Issue #1208, opened 2017-05-04
Enhancement: Fix for UPGMA issues


stuckmke:
I've been using the Biopython version 1.66.win32-py2.7.  I noticed two issues when constructing a UPGMA tree:

1. The tree is not ultrametric. This issue was also noted on stack overflow: [http://stackoverflow.com/questions/36461738/biopython-upgma-tree-construction-is-not-giving-ultrametric-tree](url)

2. WPGMA was being used to create the tree as opposed to UPGMA.

I have modified the "upgma" and "_height_of" functions in the TreeConstruction.py source code to fix these issues. Here is a patch:
[TreeConstructionPatch.zip](https://github.com/biopython/biopython/files/975110/TreeConstructionPatch.zip)

peterjc:
Are you able to submit your patch as a GitHub pull request? If you don't know git, as this is just one file you would even be able to do this via the GitHub website (fork the repository, click edit the file, and copy-paste in your new version).

CC @lijax and @etal

stuckmke:
I am new to GitHub, but I believe that I was able to create a pull request.

PR #1213, opened 2017-05-05
Update to UPGMA

stuckmke:
The tree is not ultrametric, and WPGMA was being used to create the tree
as opposed to UPGMA.

This modifies the "upgma" and "_height_of" functions in the
TreeConstruction.py source code to fix these issues.


peterjc:
This is to address #1208.

Note the tests are failing on TravisCI, e.g.

```
FAIL: test_upgma (test_TreeConstruction.DistanceTreeConstructorTest)
  File "/home/travis/build/biopython/biopython/Tests/test_TreeConstruction.py", line 162, in test_upgma
    self.assertTrue(Consensus._equal_topology(tree, ref_tree))
```

stuckmke:
Thanks for letting me know.  I looked more into the test script for the test it is failing (upgma) -- is there any more information on how the reference tree was created?  I see what looks to be the test tree in the docs for Phylo -- is that it?

I originally noticed this issue when I was generating a tree on my research data and Biopython was returning a tree different than MEGA7 was.  I manually calculated the tree and, along with looking at the Biopython source code, found that Biopython was doing _weighted_ pair group method with arithmetic mean, rather than unweighted.  It also was returning a tree that was not ultrametric (which is a necessary assumption for upgma, [source](https://en.wikipedia.org/wiki/UPGMA#Algorithm).  So, since it was performing wpgma instead of upgma, I wonder the reference tree may _also_ be calculated with wpgma (hence a successful Travis CI test in the past) and thus changing the algorithm (i.e. switching methods) would return a different tree and fail the matching test.

I have a three-slide PowerPoint presentation that I presented to my university PI showing the difference in algorithms/results between the two programs that I can provide if you'd like.

peterjc:
@etal? I am out of my depth here with the phylogenetic details.

etal:
Thanks for the contribution, @stuckmke. I haven't tried this code, but the description here makes sense to me. CC @lijax, the original author.

I'm (idly) curious why the new unweighted pair group method involves more code than the original weighted method. Is most of this patch related to enforcing an ultrametric tree, or were there other issues with the original code?

etal:
More to the point, is the original WPGA implementation generally useful enough to be worth keeping as a separate option / method, alongside the new UPGMA?

stuckmke:
The code for the updated UPGMA is longer for two reasons:
1. Enforcing an ultrametric tree (updated lines 730-734), and
2. Adding a second "counting" distance matrix, necessary for the unweighted method (updated lines 581-585, 630-636).

To enforce an ultrametric tree, I modified the `_height_of` function.  The previous code was not actually finding the full path distance from the inner clade to the terminal clade for deep inner clades, thus it was creating branches with inaccurate branch lengths.  In other words, when adding a new branch where the root node would "move back", or up a level, the distance between the previous root node and the new root node would be calculated by the new branch's length minus the singular length of the previous root node's longest terminal branch, rather than the correct calculation of the new branch's length minus the longest path distance to a terminal.  The code as it was written presupposed that the previous root node was _directly_ connected to a terminal branch (and, as such, assumed that the length of the longest terminal branch was equal to the path distance to a terminal -- in non-complex trees with few nodes, such as the test tree, this assumption holds, but breaks down as trees increase in complexity).  However, if the previous root node was only connected to other nodes, and needed to account for multiple branch lengths to find the full path length to a terminal, it could not account for that.  The new code finds the path from the previous root node all the way to the terminal regardless of the number of intermediate nodes, and sums the distances along the path, creating new branches that are ultrametric to the existing branches.  This function would need to be updated for _both_ upgma and a new, separate wpgma function, which I agree is worthwhile to create and keep around.

To calculate an unweighted average, it was necessary to add a second distance matrix (`dm_count`).  In addition to the existing matrix that keeps track of the distances, the second, for counting purposes, keeps track of how many elements contribute to the distances in the distance matrix.  This is necessary for the denominator in the upgma calculation (i.e. it's not always divided by 2 as it is with wpgma).  Each time a new branch is added to the tree, both of the matrices are updated.  The `dm_count` matrix is only necessary for calculating the unweighted average and would not be needed in a separate wpgma function.

As far as I can tell, the existing test tree (upgma.tre) would continue to pass a wpgma Travis CI treeconstruction.py test even after the `_height_of` modifications, but it should probably be more complex (i.e. several nodes deep along all paths) to fully test the `_height_of` function.   I believe it's the second change, which shifts the calculation from weighted to unweighted, that causes the failure, as the returned values from the upgma calculation will be different from the wpgma calculation.  In essence, upgma.tre can probably be renamed wpgma.tre and used to test that function, should you decide to keep the existing code as a separate wpgma function, and new test data for upgma will be needed.

lijax:
I agree with @stuckmke. The original method was not well considered. It's better to have two separate methods and also new test data.

RaumZeit:
Are there any reasons why the proposed changes have not been merged yet?
I just encountered this issue yesterday when I compared my own implementation with the results obtained by Bio.Phylo. From what I can tell after looking at the changes in this PR they indeed fix the wrong implementation of the UPGMA algorithm. However, at least one new test tree should be added to let the CI pass.

etal:
The proposed changes are good to merge. Updating the tests at the same time would be ideal, and if someone is willing to split off the original implementation into a separate function (possibly improved), that would be good too.

Bio/Phylo/TreeConstruction.py
```diff
@@ -1,1076 +1,1145 @@
...
+                clade2.branch_length = min_dist * \
+                    1.0 / 2 - self._height_of(clade2)
+
+            # update node list
+            clades[min_j] = inner_clade
+            del clades[min_i]
+
+            # rebuild distance matrix,
+            # set the distances of new node at the index of min_j
+            for k in range(0, len
```
stuckmke: Lines 646-711 the "old" upgma (which was actually, as in this version, wpgma)

Bio/Phylo/TreeConstruction.py
```diff
@@ -1,1076 +1,1145 @@
...
+                    Clade(branch_length=0.0853101915988, name='Epsilon')
+                    Clade(branch_length=0.136912030623, name='Delta')
+                Clade(branch_length=0.292306275042, name='Alpha')
+            Clade(branch_length=0.0747705106139, name='Beta')
+            Clade(branch_length=0.175229489386, name='Gamma')
+
+
+    """
+
+    methods = ['nj', 'upgma', 'wpgma']
```
stuckmke: Added wpgma as method

Bio/Phylo/TreeConstruction.py
```diff
@@ -1,1076 +1,1145 @@
...
+            raise TypeError("Bad method: " + method +
+                            ". Available methods: " + ", ".join(self.methods))
+
+    def build_tree(self, msa):
+        if self.distance_calculator:
+            dm = self.distance_calculator.get_distance(msa)
+            tree = None
+            if self.method == 'upgma':
+                tree = self.upgma(dm)
+            elif self.method == 'wpgma':
```
stuckmke: Added wpgma as callable method

stuckmke:
Commit 8ae37d7 makes no changes to my updated upgma method, but takes the previous upgma code (that is actually wpgma) and makes it a new callable wpgma method.

Commit 8a29bca renames the old upgma test tree to wpgma, and adds a new corrected upgma tree.

I believe the test_TreeConstruction.py file must also be updated to account for the new wpgma method, but I don't have experience writing Travis test scripts, so I haven't taken this step.  If someone wants to re-write it to incorporate wpgma, please feel free to do so.

peterjc:
There are now merge conflicts in ``Bio/Phylo/TreeConstruction.py``, are you familiar with ``git rebase`` which would probably be the cleanest way to sort this out?

stuckmke:
I'm new with git and not sure how rebase is working (something went haywire above) so I'm going to close this pull request out and try again from scratch.  I'll reference this PR when I open a new one.

peterjc:
Something might have happened with the line endings on the old pull request as GitHub showed all of ``Bio/Phylo/TreeConstruction.py`` as changed. Anyway, the new pull request #1506 looks better, thanks.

What is expected » Starting from the top of the records and ending at the line that contains "This is to address #1208.", repeat each line exactly and return only those lines.

Expected output »
Issue #1208, opened 2017-05-04
Enhancement: Fix for UPGMA issues


stuckmke:
I've been using the Biopython version 1.66.win32-py2.7.  I noticed two issues when constructing a UPGMA tree:

1. The tree is not ultrametric. This issue was also noted on stack overflow: [http://stackoverflow.com/questions/36461738/biopython-upgma-tree-construction-is-not-giving-ultrametric-tree](url)

2. WPGMA was being used to create the tree as opposed to UPGMA.

I have modified the "upgma" and "_height_of" functions in the TreeConstruction.py source code to fix these issues. Here is a patch:
[TreeConstructionPatch.zip](https://github.com/biopython/biopython/files/975110/TreeConstructionPatch.zip)

peterjc:
Are you able to submit your patch as a GitHub pull request? If you don't know git, as this is just one file you would even be able to do this via the GitHub website (fork the repository, click edit the file, and copy-paste in your new version).

CC @lijax and @etal

stuckmke:
I am new to GitHub, but I believe that I was able to create a pull request.

PR #1213, opened 2017-05-05
Update to UPGMA

stuckmke:
The tree is not ultrametric, and WPGMA was being used to create the tree
as opposed to UPGMA.

This modifies the "upgma" and "_height_of" functions in the
TreeConstruction.py source code to fix these issues.


peterjc:
This is to address #1208.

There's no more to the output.